Home
Eigen zaken van de webmaster

24 december 1997 zaak 97/338 WVG Rechtbank Utrecht
Bezwaar tegen het niet vergoeden van weekendvervoer.
Uitspraak: 24 december 1997, Vervoersvoorziening; personen in AWBZ-instellingen ontvangen 50% vervoerskosten;
gemeente heeft zorgplicht op ontoelaatbare wijze beperkt; verordening in strijd met Regeling sociaal vervoer AWBZ-instellingen. De gemeenteraad heeft bepaald, dat de vervoersvoorziening aan in AWBZ-instellingen verblijvende personen 50% bedraagt van de vervoersvoorziening aan zelfstandig wonende gehandicapten. Alleen indien de gehandicapte aantoonbaar aannemelijk maakt dat ook sprake is van een vervoersbehoefte om andere redenen dan bezoek aan familie, vrienden en bekenden kan er een toeslag op de standaardvergoeding worden verstrekt. Voor de beoordeling of een dergelijke toeslag kan worden verstrekt worden derhalve kosten in verband met bezoek aan onder meer familieleden uitgesloten. De rechtbank is van oordeel dat de gemeenteraad bij zijn besluit de zorgplicht met betrekking tot vervoersvoorzieningen aan in AWBZ-instellingen verblijvende personen op ontoelaatbare wijze heeft beperkt. Naar het oordeel van de rechtbank mag er niet in zijn algemeenheid van uit worden gegaan dat in alle AWBZ-instellingen voor de bewoners van die instellingen sociale contacten worden georganiseerd en dat alle in die instellingen verblijvende personen kunnen deelnemen aan die sociale contacten. Het besluit van de gemeenteraad moet dan ook wegens strijd met artikel 1 lid 1 van de Regeling sociaal vervoer buiten toepassing blijven. Het beroep wordt gegrond verklaard en het bestreden besluit vernietigd.

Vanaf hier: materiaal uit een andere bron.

PR #164, opened 2022-01-19
handle $attrs differences between Vue 2 and 3 for KvSwitch VUE-935

emuvente:
This adds tests that reveal the different behavior of class, style, and event listener attributes between Vue 2 and 3, and adds a composable to help make the behavior consistent.


roger-in-kiva (approved):
Nice deconstruction of attrs.

mcstover:
Rad!

PR #167, opened 2022-01-24
VUE-933 fix: set correct module type for importing the package

ryan-ludwig:


mcstover:
Does this change anything with how UI or the other apps would import this lib?

ryan-ludwig:
I've done some testing today and the main drawback to the.cjs extension change is that anything that references those files will need to have their paths updated. In UI, that means `tailwind.config.cjs`, and `kivaColors.cjs`. For the Nuxt CMS, that'd be `tailwind.config.cjs`.

ryan-ludwig:
What I think may be a better solution is to convert all of the CommonJS in this repo to be ESModules. The Tailwind config starts the require chain, but I think it's doable and more future-proof.

ryan-ludwig:
I've attempted to convert tailwind.confg to EsModules, but have been unsuccessful. I'm not sure it's possible at this time.

ryan-ludwig:
If this goes in, we should set a breaking change flag since the import paths have changed.

ryan-ludwig:
Some extended reading: https://redfin.engineering/node-modules-at-war-why-commonjs-and-es-modules-cant-get-along-9617135eeca1

emuvente (approved):
I think this is a good way to make this work for now! That extended reading suggests a pretty complex setup that might be worth exploring in the future. We could also look into how other Vuejs libraries handle it.

As this should be a breaking change and we mainly need it for the Nuxt POC, I think we should merge this into the vue3 branch instead of main so that it can go into main at the same time as all of the breaking changes in the vue3 branch.

PR #176, opened 2022-02-15
fix(KvTokens): adjust prose styles to override new tailwind/typography defaults VUE-964

emuvente:


mcstover:
Pretty close! Just list elements that are a tad off now...

mcstover (approved):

27 november 1998 zaak 98-940 WVG Centrale Raad van Beroep
De gemeente is in hoger beroep gegaan en de zaak overgedragen aan de VNG.
Uitspraak: 27 november 1998, Vervoersvoorziening erkende AWBZ-instelling; zorgplicht WVG; jurisprudentie
weekendvervoer AAW; weekendvervoer behoort tot de zorgplicht ingevolge de WVG. Door de ingevolge artikel 8 AWBZ erkende instelling behoort tot een categorie, die is opgenomen in artikel 1 van de Regeling sociaal vervoer AWBZ-instellingen, kan betrokkene alsnog krachtens de regeling een beroep doen op de zorgplicht van het gemeentebestuur voor vervoersvoorzieningen. Nu in de regeling een nadere omschrijving van die zorgplicht ontbreekt, gaat de Raad er, mede gelet op de toelichting daarbij, van uit dat deze dezelfde reikwijdte heeft als de in de artikelen 2 en 3 van de WVG omschreven zorgplicht voor vervoersvoorzieningen ten behoeve van de deelneming aan het maatschappelijk verkeer van in de gemeente wonende gehandicapten. De Raad kan de gemeente niet volgen in zijn betoog dat de jurisprudentie over het weekendvervoer in het kader van artikel 57 tweede lid van de AAW, mee is overgegaan naar de WVG. Ook overigens ziet de Raad geen grond om weekendvervoer, strekkende tot het onderhouden van contacten tussen een in een inrichting verblijvende gehandicapte en zijn of haar ouders of daarmee gelijk te stellen personen, categoriaal van de zorgplicht ingevolge de WVG uit te sluiten. De aangevallen uitspraak wordt bevestigd. Tevens is in deze uitspraak aan de begeleiders het recht op een bijdrage in de kosten voor de heen en terugreis toegekend.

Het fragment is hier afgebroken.